You might have already seen the image below. It shows the various places where data can be kept. Note that this data can be both non-persistent and persistent. Non-persistent data is gone once you shut down the computer. It's kept in all levels from "Main Memory" upwards. The "Main Memory" is simply referred to as memory or RAM.

Persistent storage refers to data on disks: HDD, SSD, CDs, DVDs, magnetic tapes, even in the cloud (where cloud storage providers also use HDDs, SSDs etc.). If you shut down your laptop or your mobile phone, your pictures or video games remain unchanged. This is because they are stored on your device's disk. We simply refer to persistent storage as storage. Take note of the difference between storage and memory.

Memory Hierarchy

In most programming languages you can freely access data everywhere up to and including the memory. In assembly however, you also have access to the registers and can influence the cache. We won't be dealing with the cache in this session, but you can read more about them here They are the fastest form of memory available and are implemented inside the CPU. We can access data in registers in less than 1 ns (nanoseconds), as opposed to a few dozen ns when fetching data from the RAM.

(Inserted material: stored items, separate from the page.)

PR #583, opened 2018-04-19
Add excluded_exceptions that is compatible with 2.0

mcfedr:
So, given that I'm sticking with 1.x for the moment, I have made this solution, and I thought I'd share it as it might be interesting to you. I'm probably going to be deploying this on my server now.

Basically, instead of changing how `exclude` works, I've added a new option, `excluded_exceptions` that works just like it does in 2.0, and how I need it to work, excluding all subclasses.

As a bonus might make upgrade path simpler for people as they can start using `excluded_exceptions` in 1.X

### DIFF
--- a/lib/Raven/Client.php
+++ b/lib/Raven/Client.php
@@ -89,6 +89,7 @@ class Raven_Client
     public $timeout;
     public $message_limit;
     public $exclude;
+    public $excluded_exceptions;
     public $http_proxy;
     protected $send_callback;
     public $curl_method;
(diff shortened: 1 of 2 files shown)


ste93cry:
As 2.0 is still in development and there is time to make the things well, if anyone has a better name for the option I'm open to suggestions. Please note that the name (`excluded_exceptions`) is the [same](https://github.com/getsentry/raven-ruby/blob/a365e13b5f1e948dd3702b1caa651d41e7d4aabd/lib/raven/configuration.rb#L32) for the Ruby SDK

stayallive:
Ah did not notice that, I think it's fine then 👍

Issue #579, opened 2018-04-04
Setting event_id on Exceptions can cause exceptions


leongersen:
I know this is very much an edge case, but I ran into the following problem:

A third party library I'm using throws a custom exception that has a `__set` method. This set method isn't intended to be used with unknown properties, and throws when Sentry/Raven tries to set `$e->event_id` on [this line](https://github.com/getsentry/sentry-php/blob/4b4131a65976cd3f8e320bed2b224474743b6e91/lib/Raven/ErrorHandler.php#L81).

For reproduction:

```PHP
Class CarelessSetException extends \Exception {

    public function __set ( $var, $value ) {
        if ( $var === 'event_id' ) throw new \Exception('Loop!');
    }
}
```

Jean85:
Thanks for reporting this issue! What's the behavior of the client in this circumstance? It does report just one event that traces back to this? Or it creates a proper loop sending multiple events?

leongersen:
The new exception seems to interupt the logging process, so neither: I just end up with no logging.

stayallive:
@leongersen on what PHP version are you? I tried to reproduce using the following but got the `Loop!` exception reported just fine, the `CarelessSetException` is discarded, but there is definitly something sent!

```php
<?php

require __DIR__ . '/vendor/autoload.php';

ini_set('memory_limit', '8M');

$sentry = new Raven_Client('valid_dsn_trust_me');
$sentry->install();

Class CarelessSetException extends \Exception
{
    public function __set($var, $value)
    {
        if ($var === 'event_id') {
            throw new \Exception('Loop!');
        }
    }
}


function throw_me($name)
{
    throw new CarelessSetException("I am throwed: {$name}!");
}

throw_me('throwable');
```

stayallive:
Although reporting the inner exception (which is not really important here since caused by the error tracking) is also not a good idea I created #587 but I am not sure if we should, although I don't see any reason against it 👍

Issue #343, opened 2016-09-02
Raven always reports errors as being in "handleError" or "handleFatalError"


mnpenner:
See screenshots below. The error clearly happened in `main()` but the description always says `handleError` because that's the name of the function in `Raven_ErrorHandler`.

![image](https://cloud.githubusercontent.com/assets/1112998/18218021/e7f52486-7114-11e6-8c4d-9e494f70a34f.png)

![image](https://cloud.githubusercontent.com/assets/1112998/18218072/3d995ed4-7115-11e6-9841-d17c31699711.png)

Would be nice if this reported correctly.

dcramer:
We could def improve this but you want to set your app root (see config docs) as that will improve stacks.

mnpenner:
You mean `app_path`? I did already.

dcramer:
@mnpenner I would have expected ServerConfig.php (assuming thats your code) to be annotated in this case. Is this stacktrace entirely third party code?

I do think that outside of this there might still be a concern with how we're generating the culprit in PHP.

mnpenner:
What do you mean by "annotated"? 

`ServerConfig` is my code. I set `app_path` to `/usr/local/webenginex`.

dcramer:
We split frames between app and "system" (non-app) when the data is available:

![screenshot 2016-09-06 11 48 28](https://cloud.githubusercontent.com/assets/23610/18286475/da98f504-7427-11e6-9a03-38aa2a63f824.png)

mnpenner:
That's a nice feature. I wonder why it's not working?

Is the splitting done in the PHP lib or on the server? Maybe I can track it down if it's in the PHP lib. I'm using `captureException` instead of the registering the error handler.

mnpenner:
I traced it down to `sentry/sentry/lib/Raven/Stacktrace.php` line 97:

```php
            // detect in_app based on app path
            if ($app_path) {
                $data['in_app'] = (bool)(substr($abs_path, 0, strlen($app_path)) === $app_path);
            }
```

That's coming back as `true` so it *is* flagging my internal stuff as "in_app", but it's not showing that way in the web app. Is that a new feature? Is it available in the self-hosted version?

dcramer:
@mnpenner good catch on trailing slash -- we def need to fix that. 

If all frames are in_app then we actually disable the split frames feature. If that sounds like the case here, then we'll chock this one up to needing to improve that detection.

torotil:
[...]

PR #584, opened 2018-04-24
[2.0] Refactor the error and exception handlers

ste93cry:
| Q             | A
| ------------- | ---
| Branch?       | 2.0
| Bug fix?      | no
| New feature?  | yes
| BC breaks?    | yes
| Deprecations? | no
| Tests pass?   | yes
| License       | MIT

This PR is a huge refactoring of the error and exception handlers. I tried to make them as transparent as possible in regards to other handlers, so the error handler converts the errors to exceptions to be able to log them but never throws them unless necessary. The aim of my work is to fix the many bugs that we're experiencing in `1.x`, in particular #579, #552, #391, #343. I'm currently tracking an issue with Zend Diactoros (zendframework/zend-diactoros#298) that prevents any error past the first one from being logged through custom error handlers after usage of the `Stream` class.


lib/Raven/ErrorHandler.php
```diff
@@ -11,203 +9,295 @@
...
-    }
 
-    public function shouldCaptureFatalError($type)
-    {
-        // Do not capture E_ERROR since those can be caught by userland since PHP 7.0
-        // E_ERROR should already be handled by the exception handler
-        // This prevents duplicated exceptions in PHP 7.0+
-        if (PHP_VERSION_ID >= 70000 && E_ERROR === $type) {
-            return false;
+        if (!empty($error) && $error['type'] & (E_ERROR | E_PARSE | E_CORE_ERROR | E_CORE_WARNING | E_COMPILE_ERROR | E_COMPILE_WARNING)) {
```
Jean85: Maybe you should wrap those two lines with a private method to give it a name?

tests/ErrorHandlerTest.php
```diff
@@ -12,239 +12,311 @@
...
     }
 
-    public function tearDown()
+    /**
+     * @dataProvider constructorThrowsWhenReservedMemorySizeIsWrongDataProvider
+     *
+     * @expectedException \UnexpectedValueException
+     * @expectedExceptionMessage The value of the $reservedMemorySize argument must be an integer greater than 0.
+     */
+    public function testConstructorThrowsWhenReservedMemorySizeIsWrong()
```
Jean85: You're not using the data from the provider

lib/Raven/ErrorHandler.php
ste93cry: Extracting the code that just checks whether the error is a fatal error does not makes much sense imho, and there would also be the cost of calling one more function

lib/Raven/ErrorHandler.php
```diff
@@ -11,203 +9,331 @@
...
+    public function handleException($exception)
     {
-        $this->old_exception_handler = set_exception_handler([$this, 'handleException']);
-        $this->call_existing_exception_handler = $call_existing;
+        $this->client->captureException($exception);
+
+        // If there is no exception handler that can run after the current one
+        // give back the exception to the native PHP handler
+        if (null === $this->previousExceptionHandler) {
+            throw $exception;
```
Jean85: Doesn't re-throwing change the stack trace of the exception?

lib/Raven/ErrorHandler.php
```diff
@@ -11,203 +9,331 @@
...
+
+        $previousExceptionHandlerException = $exception;
+
+        // Unset the previous exception handler to prevent infinite loop in case
+        // we need to handle an exception thrown from it
+        $previousExceptionHandler = $this->previousExceptionHandler;
+        $this->previousExceptionHandler = null;
+
+        try {
+            call_user_func($previousExceptionHandler, $exception);
```
Jean85: `$previousExceptionHandler($exception)` is maybe slightly faster?

lib/Raven/ErrorHandler.php
```diff
@@ -11,203 +9,331 @@
...
+
+        // If the exception object instance is the same as the one catched from
+        // the previous exception handler, if any, give it back to the native
+        // PHP handler to prevent infinite circular loop
+        if ($exception === $previousExceptionHandlerException) {
+            throw $exception;
+        }
 
-        return $this;
+        $this->handleException($previousExceptionHandlerException);
```
Jean85: Is this loop-prone?

tests/phpt/fatal_error.phpt
```diff
@@ -0,0 +1,40 @@
...
+
+ErrorHandler::register($client);
+
+register_shutdown_function('register_shutdown_function', function () use ($client) {
+    /** @var \Raven\Transport\HttpTransport $transport */
+    $transport = Assert::getObjectAttribute($client, 'transport');
+    $pendingRequests = Assert::getObjectAttribute($transport, 'pendingRequests');
+
+    Assert::assertEmpty($pendingRequests);
+});
```
Jean85: Those asserts can trigger the autoloading. If this is done under PHP 5 inside an error handling context, it fails silently. You should add an `echo` at the end and expect it to be sure that all those assertions are executed correctly.

tests/phpt/out_of_memory.phpt
```diff
@@ -0,0 +1,28 @@
...
+require $vendor . '/vendor/autoload.php';
+
+$client = ClientBuilder::create()->getClient();
+
+ErrorHandler::register($client);
+
+$foo = str_repeat('x', 1024 * 1024 * 30);
+?>
+--EXPECTF--
+Fatal error: Allowed memory size of %d bytes exhausted (tried to allocate %d bytes) in %s on line %d
```
Jean85: Shouldn't you add something to be sure that you really handled the error?

lib/Raven/ErrorHandler.php
ste93cry: Yes it should be as the next time the function will be called `$this->previousExceptionHandler` will be `null` and after sending the exception to Sentry the exception itself will be rethrown

lib/Raven/ErrorHandler.php
ste93cry: After a few tests it seems it doesn't

tests/phpt/out_of_memory.phpt
ste93cry: Done, I've added an `echo` statement after all the assertions whose existence is checked in the `--EXPECTF--` section of the PHPT test

ste93cry:
I still have to complete the refactor of the ErrorHandler for the breadcrumbs. Please don't merge this PR yet until I remove the WIP prefix

Jean85:
Sorry, I thought it was complete!

ste93cry:
>so an end user would still be able to customize the breadcrumbs.

Would it makes sense for an user to use only the error handler that registers the breadcrumbs and not the handler that captures the error itself?

Jean85:
No, obviously not, why?

ste93cry:
Because then it would not make sense to have two error handlers, one for capturing the errors and one for registering the breadcrumb. Or at least, I don't see the sense behind this. Having two handlers means  reserving memory for both of them (to handle fatal errors) and duplicating the logic for each of them. Also, I don't see why an user would want to not register the breadcrumbs but instead capture the errors

Jean85:
The scenario that I want to preserve is the possibility of replacing (or enhancing) the breadcrumb handler. If you collapse both handler this would not be possible anymore.

ste93cry:
I updated the PR by refactoring the breadcrumb handler and it's ready for another round of code reviews. The [zendframework/zend-diactoros#298](https://github.com/zendframework/zend-diactoros/issues/298) issue persists and if nothing changes before releasing `2.0` we will have to switch PSR-7 library or no errors after the first one will be logged and sent to the Sentry server

ste93cry:
I fixed the fact that fatal errors were reported twice in PHP 7+ (yes, again...) and this should be the good time. Before merging, should I switch PSR-7 library in this PR or do you prefer to postpone it later?

PR #586, opened 2018-04-29
Fix monolog handler not accepting Throwable

### LINKED ISSUE #561: Monolog Breadcrumbs handler does not support Throwable
It seems to me the Monolog breadcrumbs handler does not support `Throwable`, but only `Exception`:

https://github.com/getsentry/sentry-php/blob/512661046e403dc5eb5ae192d5a6cda10e068a95/lib/Raven/Breadcrumbs/MonologHandler.php#L63-L68

In contrast the `RavenHandler` in Monolog itself supports both in `context[exception]`:

https://github.com/seldaek/monolog/blob/fd8c787753b3a2ad11bc60c063cff1358a32a3b4/src/Monolog/Handler/RavenHandler.php#L182-L187

stayallive:
The monolog handler should accept a Throwable as an exception.

Fixes #561.

### DIFF
--- a/lib/Raven/Breadcrumbs/MonologHandler.php
+++ b/lib/Raven/Breadcrumbs/MonologHandler.php
@@ -61,9 +61,9 @@ class Raven_Breadcrumbs_MonologHandler extends AbstractProcessingHandler
             return;
         }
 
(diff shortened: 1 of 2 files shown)


stayallive:
Added test for both `Exception` and `Throwable` (since there was no test for `Exception`).

PR #588, opened 2018-05-02
Fixed undefined variable

Toflar:
Fixed PHP notice `Notice: Undefined variable: active in ... lib/Raven/CurlHandler.php on line 96`.

Depending on your setup, notices are converted to exceptions so you don't forget about them ;-) This notice currently causes my test environment to fail.

### DIFF
--- a/lib/Raven/CurlHandler.php
+++ b/lib/Raven/CurlHandler.php
@@ -94,6 +94,8 @@ class Raven_CurlHandler
      */
     protected function select()
     {
+        $active = false;
+        
         do {
             $mrc = curl_multi_exec($this->multi_handle, $active);
         } while ($mrc == CURLM_CALL_MULTI_PERFORM);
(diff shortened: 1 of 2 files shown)


Toflar:
Failing tests unrelated.

Jean85:
Unfortunately the failure is somewhat related... You're consuming more memory, hence changing the result of the (flaky) PHPT regression test. Can you try to change the memory limit to `16M` here?https://github.com/getsentry/sentry-php/blob/61c862beca7ff8f44ab1636a15e54df5c44de51d/test/Raven/phpt/fatal_reported_with_async.phpt#L44

Toflar:
No idea how that can use more memory but well, done :)

stayallive:
It does seem wierd to consume more memory by just adding a variable (that will be defined by php anyway)... still failing with the memory change though...

Jean85:
Damn, now an other regression test is failing, this time under 5.3... I have to investigate this further.

Toflar:
Yeah, I actually just wanted to get rid of the notice and I think what I did is pretty straightforward, isn't it? 😄

stayallive:
It should, but those tests are really flaky and testing some arcane edge cases so who knows... maybe this is even a cause somehow... 😜

Jean85:
I'm currently unable to reproduce the failure locally :cry:

PR #590, opened 2018-05-03
Releasenotes 1.9.0

stayallive:
Release notes and doc updates for 1.9.0.

> https://github.com/getsentry/sentry-php/compare/1.8.4...master

### DIFF
--- a/CHANGELOG.md
+++ b/CHANGELOG.md
@@ -1,8 +1,17 @@
 # CHANGELOG
 
-## Unreleased
+## 1.9.0 (2018-05-03)
 
-- ...
+- Fixed undefined variable (#588)
+- Fix for exceptions throwing exceptions when setting event id (#587)
+- Fix monolog handler not accepting Throwable (#586)
+- Add `excluded_exceptions` option to exclude exceptions and their extending exceptions (#583)
+- Fix `HTTP_X_FORWARDED_PROTO` header detection (#578)
+- Fix sending events async in PHP 5 (#576)
+- Avoid double reporting due to `ErrorException`s (#574)
+- Make it possible to overwrite serializer message limit of 1024 (#559)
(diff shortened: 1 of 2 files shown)


CHANGELOG.md
```diff
@@ -1,8 +1,17 @@
 # CHANGELOG
 
-## Unreleased
```
Jean85: Please leave the `unreleased` header at the top.

CHANGELOG.md
```diff
@@ -1,8 +1,17 @@
...
-
-- ...
+## 1.9.0 (2018-05-03)
+
+- Fixed undefined variable (#588)
+- Fix for exceptions throwing exceptions when setting event id (#587)
+- Fix monolog handler not accepting Throwable (#586)
+- Add `excluded_exceptions` option to exclude exceptions and their extending exceptions (#583)
```
Jean85: I would add here that is a 2.x forward compat functionality.

docs/config.rst
```diff
@@ -241,6 +241,26 @@ The following settings are available for the client:
...
+
+    The timeout for sending requests to the Sentry server in seconds, default is 2 seconds.
+
+    .. code-block:: php
+
+        'timeout' => 2,
+
+.. describe:: excluded_exceptions
+
+    Exception that should not be reported, exceptions extending exceptions in this list will also
```
Jean85: Here too, so it will be clear.

CHANGELOG.md
stayallive: I don't think we should do that yet. We don't know how and if when we release (bit of expectation management), when we do we can create the upgrade guide with all options that are forward compatible and which need removing / updating.

Notice that `excluded` is currently not documented for `1.x` and I intend to leave it that way (but ofcourse do mention it in the upgrade guide later).

PR #597, opened 2018-05-04
[WIP] [2.0] Post body middleware

Jean85:
This stems from #592, to handle separately POST bodies.

This middleware should not be added by default, but the user could add it to get the POST body when needed. I'm thinking about adding also JSON handling, and at least some doc reference.


Jean85:
Closing this as no longer usable after #682.

ste93cry:
For anyone landing here: `2.x` is more flexible than `1.x` version so you are still able to write your own integration that fetches the `POST` data and attach it to the event. We will just not provide this feature out of the box

PR #743, opened 2019-01-22
Ensure context lines option is used (fixes #740)

### LINKED ISSUE #740: context_lines setting is never used
I was attempting to limit the lines of context by setting `context_lines => 1`, but it looks like it's hard coded for 5 lines of pre and post context: https://github.com/getsentry/sentry-php/blob/master/src/Stacktrace.php#L134

mattzuba:
Tests included, ensures that the context options that are set are used, rather than being hard-coded to a constant.

### DIFF
--- a/src/Options.php
+++ b/src/Options.php
@@ -159,9 +159,9 @@ final class Options
     /**
      * Gets the number of lines of code context to capture, or null if none.
      *
-     * @return int|null
+     * @return int
      */
-    public function getContextLines(): ?int
+    public function getContextLines(): int
     {
         return $this->options['context_lines'];
     }
@@ -169,9 +169,9 @@ final class Options
     /**
      * Sets the number of lines of code context to capture, or null if none.
      *
-     * @param int|null $contextLines The number of lines of code
+     * @param int $contextLines The number of lines of code
      */
-    public function setContextLines(?int $contextLines): void
+    public function setContextLines(int $contextLines): void
     {
         $options = array_merge($this->options, ['context_lines' => $contextLines]);
 
@@ -636,7 +636,7 @@ final class Options
             'prefixes' => explode(PATH_SEPARATOR, get_include_path()),
             'sample_rate' => 1,
             'attach_stacktrace' => false,
-            'context_lines' => 3,
+            'context_lines' => 5,
             'enable_compression' => true,
             'environment' => null,
             'project_root' => null,
--- a/tests/StacktraceTest.php
+++ b/tests/StacktraceTest.php
@@ -143,7 +143,7 @@ final class StacktraceTest extends TestCase
      */
     public function testAddFrameRespectsContextLinesOption(string $fixture, int $lineNumber, ?int $contextLines, int $preContextCount, int $postContextCount): void
     {
-        if ($contextLines !== null) {
+        if (null !== $contextLines) {
             $this->options->setContextLines($contextLines);
         }
 
--- a/tests/StacktraceTest.php
+++ b/tests/StacktraceTest.php
@@ -188,6 +188,34 @@ final class StacktraceTest extends TestCase
         }
     }
 
+    public function testAddFrameUsesOptionsContext(): void
+    {
+        $this->options->setContextLines(2);
+
+        $fileContent = explode("\n", $this->getFixture('code/LongFile.php'));
+        $stacktrace = new Stacktrace($this->options, $this->serializer, $this->representationSerializer);
+
+        $stacktrace->addFrame($this->getFixturePath('code/LongFile.php'), 8, [
+            'function' => '[unknown]',
+        ]);
+
+        $frames = $stacktrace->getFrames();
+
+        $this->assertCount(1, $frames);
+        $this->assertCount(2, $frames[0]->getPreContext());
+        $this->assertCount(2, $frames[0]->getPostContext());
+
+        for ($i = 0; $i < 2; ++$i) {
+            $this->assertEquals(rtrim($fileContent[$i + 5]), $frames[0]->getPreContext()[$i]);
+        }
+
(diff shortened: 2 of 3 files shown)


mattzuba:
Looks like the get/setContextLines methods allow for possible null, but the OptionsResolver only allows an int, do you mind if I change the method signatures of these to be int only?

ste93cry:
>Looks like the get/setContextLines methods allow for possible null, but the OptionsResolver only allows an int

That's indeed another bug and I agree that the parameter should not be `nullable`. Maybe we can also optimize a bit the code in `Stacktrace::getSourceCodeExcerpt()` by checking if `$maxLinesToFetch` is greater than 0 and if not return early instead of opening the file anyway to read nothing. There is also another bug I'm seeing right now that is being reported by Scrutinizer: we're calling that method as if it was a `static` one but it's not

https://github.com/getsentry/sentry-php/blob/5ec1fbec3ff7c32dda49f234a2d5db5759393676/src/Stacktrace.php#L134

mattzuba:
Even if `$maxLinesToFetch` was 0, you'd still want to open the file to read the line that was a part of the stack though, right?

src/Options.php
```diff
@@ -616,7 +616,7 @@ private function configureOptions(OptionsResolver $resolver): void
             'sample_rate' => 1,
             'mb_detect_order' => null,
             'attach_stacktrace' => false,
-            'context_lines' => 3,
+            'context_lines' => 5,
```
Jean85: @HazAT which should be the right default for this value? Which is the "normal" default on the server side?

tests/StacktraceTest.php
```diff
@@ -188,6 +188,34 @@ public function testAddFrameReadsCodeFromLongFile(): void
         }
     }
 
+    public function testAddFrameUsesOptionsContext(): void
+    {
+        $this->options->setContextLines(2);
```
Jean85: Can you add a data provider to this test so we can see it work with `0` and two other different values?

ste93cry:
>Even if $maxLinesToFetch was 0, you'd still want to open the file to read the line that was a part of the stack though, right?

As a user I would expect no lines to be sent to Sentry if the value of that option is set to 0. I may be wrong but I think that actually the number of lines also includes the line that originated the frame itself

HazAT:
Setting it to `0` should just remove the `pre` and `post` context lines, the line of the frame in the stacktrace should still be there.
btw thanks for the work 👍

mattzuba:
I didn't forget about this guys, just been busy at work.  I'll try to get a data provider setup on the test and merge the other test and update the PR today or tomorrow.

ste93cry:
@mattzuba are you willing to make the requested changes? We would like to release `beta 2` asap and it would be cool if this bugfix was part of that version

tests/StacktraceTest.php
mattzuba: Please review the latest changes - I moved the redunant tests that @ste93cry mentioned into the dataprovider and created a few additional ones (zero context, context near end and beginning of file).

tests/StacktraceTest.php
```diff
@@ -138,54 +138,47 @@ public function testAddFrameMarksAsInApp(): void
         $this->assertTrue($frames[1]->isInApp());
     }
 
-    public function testAddFrameReadsCodeFromShortFile(): void
+    /**
+     * @dataProvider contextDataProvider
+     */
+    public function testAddFrameWithDifferentContexts($fixture, $lineNumber, $contextLines, $preContextCount, $postContextCount)
```
ste93cry: Please rename this test method to `testAddFrameRespectsContextLinesOption`

tests/StacktraceTest.php
```diff
@@ -138,54 +138,47 @@ public function testAddFrameMarksAsInApp(): void
...
 
-        for ($i = 0; $i < 2; ++$i) {
-            $this->assertEquals(rtrim($fileContent[$i + 3]), $frames[0]->getPostContext()[$i]);
+        for ($i = 0; $i < $postContextCount; ++$i) {
+            $this->assertEquals(rtrim($fileContent[$i + $lineNumber]), $frames[0]->getPostContext()[$i]);
         }
     }
 
-    public function testAddFrameReadsCodeFromLongFile(): void
+    public function contextDataProvider()
```
ste93cry: As a convention used across the codebase we used for the name of the method of the data provider the name of the test method that uses it + the `DataProvider` suffix. The only exception is if the data provider is used from more than one test method

tests/StacktraceTest.php
ste93cry: Still some more minor fixes, the rest looks good!

tests/StacktraceTest.php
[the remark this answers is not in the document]
mattzuba: Added these to parameters and also added return types

tests/StacktraceTest.php
```diff
@@ -138,54 +138,47 @@ public function testAddFrameMarksAsInApp(): void
...
     }
 
-    public function testAddFrameReadsCodeFromShortFile(): void
+    /**
+     * @dataProvider contextDataProvider
+     */
+    public function testAddFrameWithDifferentContexts($fixture, $lineNumber, $contextLines, $preContextCount, $postContextCount)
     {
-        $fileContent = explode("\n", $this->getFixture('code/ShortFile.php'));
+        if (isset($contextLines)) {
```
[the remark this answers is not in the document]
mattzuba: Done

tests/StacktraceTest.php
mattzuba: Done

tests/StacktraceTest.php
mattzuba: Done

mattzuba:
Made the requested changes and rebased against master as well.

PR #744, opened 2019-01-22
Mention TYPO3 integration

christophlehmann:


Jean85:
Thanks for working on this, but right now the master branch contains the new 2.0 release, so your integration doesn't work with the current situation.

Maybe we should split/reedit that section to highlight which integrations are using an up to date SDK and which doesn't?

christophlehmann:
I would just add it. I will update our Integration as soon as a the new SDK has a non beta tag ;-)

ste93cry:
For me PR is ok, the only thing is that I agree with @Jean85 we should avoid publicizing packages that uses the old SDK version in the branch of the unified API

PR #745, opened 2019-01-23
feat: Add max_value_length option

HazAT:


tests/Serializer/SerializerTest.php
```diff
@@ -95,11 +96,45 @@ public function testNull(bool $serializeAllObjects): void
...
+            $result = $this->invokeSerialization($serializer, $input);
+
+            $this->assertInternalType('string', $result);
+            $this->assertLessThanOrEqual(500, \strlen($result));
+        }
+    }
+
+    public function testClippingUTF8Characters(): void
+    {
+        if (!\extension_loaded('mbstring')) {
```
ste93cry: Since we're requiring the `mbstring` extension in the `composer.json` we can safely remove this code

tests/Serializer/SerializerTest.php
```diff
@@ -95,11 +96,45 @@ public function testNull(bool $serializeAllObjects): void
...
+        $this->assertSame(JSON_ERROR_NONE, json_last_error());
+    }
+
     /**
+     * @param Options $options
+     *
      * @return Serializer
      */
-    protected function createSerializer(): AbstractSerializer
+    protected function createSerializer(Options $options = null): AbstractSerializer
```
ste93cry: Since this is a `nullable` argument with a default value it should be `?Options $options = null`

src/Options.php
```diff
@@ -597,6 +597,28 @@ public function setDefaultIntegrations(bool $enable): void
...
+     *
+     * @return int
+     */
+    public function getTruncationLength(): int
+    {
+        return $this->options['truncation_length'];
+    }
+
+    /**
+     * Sets the truncation length for specific values in the event payload.
```
ste93cry: Does this really apply to only some values? I thought it was applied to everything that is processed by the serializers

tests/Serializer/AbstractSerializerTest.php
```diff
@@ -317,20 +317,6 @@ public function testLongString(bool $serializeAllObjects): void
         }
     }
 
-    public function testLongStringWithOverwrittenMessageLength(): void
```
Jean85: Why did you move those?

src/Serializer/AbstractSerializer.php
```diff
@@ -76,15 +74,22 @@ abstract class AbstractSerializer
...
 
-    public function __construct(int $maxDepth = 3, ?string $mbDetectOrder = null, int $messageLimit = Client::MESSAGE_MAX_LENGTH_LIMIT)
+    /**
+     * AbstractSerializer constructor.
+     *
+     * @param Options     $options       The SDK configuration options
+     * @param int         $maxDepth
+     * @param string|null $mbDetectOrder
+     */
+    public function __construct(Options $options, int $maxDepth = 3, ?string $mbDetectOrder = null)
```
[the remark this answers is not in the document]
ste93cry: Does it really makes sense to have it as a client option? It seems to be something related to the serializer, imho we should drop it and just rely on the argument of this constructor instead

src/Options.php
HazAT: I quickly went over the code, we do not use this value for everything.
Maybe we should tackle this in a different PR.

tests/Serializer/AbstractSerializerTest.php
HazAT: Because the tests didn't run.

tests/EventFactoryTest.php
```diff
@@ -16,20 +16,29 @@
...
 class EventFactoryTest extends TestCase
 {
+    /**
+     * @var Options
+     */
+    private $options;
+
+    protected function setUp(): void
+    {
+        $this->options = new Options();
```
ste93cry: I don't see a real value in having this instance set as variable of the class, is there any reason you moved it here?

HazAT: Mostly for convenience, having `new Options()` in almost every test doesn't really make sense. Also, we've done this in other test classes.

tests/Serializer/AbstractSerializerTest.php
ste93cry: Wasn't it possible to just add the `$options` parameter to the function?

tests/EventFactoryTest.php
ste93cry: Not that it changes much, but only two tests are using the options so I don't think we should move the instantiation to the `setUp` method which creates an additional object each time a test case is executed even if there is no need for it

Then why not make more registers and only use them instead of RAM? Registers are fast because they are few in number. This allows them to be efficiently wired to the CPU's Arithmetic and Logic Unit (ALU), which is responsible for executing basic operations, such as addition, subtraction, bitwise and, or, shifts etc. The more registers, the more complex and the less efficient the logic.

Registers in an X64 CPU

Registers are like variables with fixed names embedded in the CPU. They can be assigned values that can be modified via instructions. There are several types of registers inside a CPU. All of them can be assigned data and that data can be modified using the assembly-level operations described further in this session.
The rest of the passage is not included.